DATA SECTION section start

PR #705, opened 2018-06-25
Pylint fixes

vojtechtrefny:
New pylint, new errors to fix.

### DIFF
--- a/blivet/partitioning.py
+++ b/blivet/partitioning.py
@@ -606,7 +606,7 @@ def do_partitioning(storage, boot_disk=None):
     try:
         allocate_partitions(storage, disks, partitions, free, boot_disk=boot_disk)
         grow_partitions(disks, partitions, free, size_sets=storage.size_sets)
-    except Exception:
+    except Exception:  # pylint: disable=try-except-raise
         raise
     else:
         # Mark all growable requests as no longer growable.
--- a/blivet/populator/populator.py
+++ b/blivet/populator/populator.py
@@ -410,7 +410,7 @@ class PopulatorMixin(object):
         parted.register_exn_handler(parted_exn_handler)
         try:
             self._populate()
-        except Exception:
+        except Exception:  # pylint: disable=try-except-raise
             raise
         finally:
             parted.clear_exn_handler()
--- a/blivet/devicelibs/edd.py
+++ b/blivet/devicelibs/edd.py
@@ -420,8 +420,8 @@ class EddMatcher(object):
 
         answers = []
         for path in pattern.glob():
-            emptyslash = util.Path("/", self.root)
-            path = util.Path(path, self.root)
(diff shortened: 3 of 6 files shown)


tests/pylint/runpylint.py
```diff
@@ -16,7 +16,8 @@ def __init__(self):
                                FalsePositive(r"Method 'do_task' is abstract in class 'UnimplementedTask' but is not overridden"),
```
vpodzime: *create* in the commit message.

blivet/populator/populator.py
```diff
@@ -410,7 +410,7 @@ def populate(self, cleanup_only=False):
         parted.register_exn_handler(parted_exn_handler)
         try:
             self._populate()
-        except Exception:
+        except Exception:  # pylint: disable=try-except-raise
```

DATA SECTION section end

• **WORK TASK**:
Exact copies of the lines from the start of the data up to the line holding "tests/pylint/runpylint.py", both included, are all that is needed.

• **SOLUTION TO THE PROBLEM**:
PR #705, opened 2018-06-25
Pylint fixes

vojtechtrefny:
New pylint, new errors to fix.

### DIFF
--- a/blivet/partitioning.py
+++ b/blivet/partitioning.py
@@ -606,7 +606,7 @@ def do_partitioning(storage, boot_disk=None):
     try:
         allocate_partitions(storage, disks, partitions, free, boot_disk=boot_disk)
         grow_partitions(disks, partitions, free, size_sets=storage.size_sets)
-    except Exception:
+    except Exception:  # pylint: disable=try-except-raise
         raise
     else:
         # Mark all growable requests as no longer growable.
--- a/blivet/populator/populator.py
+++ b/blivet/populator/populator.py
@@ -410,7 +410,7 @@ class PopulatorMixin(object):
         parted.register_exn_handler(parted_exn_handler)
         try:
             self._populate()
-        except Exception:
+        except Exception:  # pylint: disable=try-except-raise
             raise
         finally:
             parted.clear_exn_handler()
--- a/blivet/devicelibs/edd.py
+++ b/blivet/devicelibs/edd.py
@@ -420,8 +420,8 @@ class EddMatcher(object):
 
         answers = []
         for path in pattern.glob():
-            emptyslash = util.Path("/", self.root)
-            path = util.Path(path, self.root)
(diff shortened: 3 of 6 files shown)


tests/pylint/runpylint.py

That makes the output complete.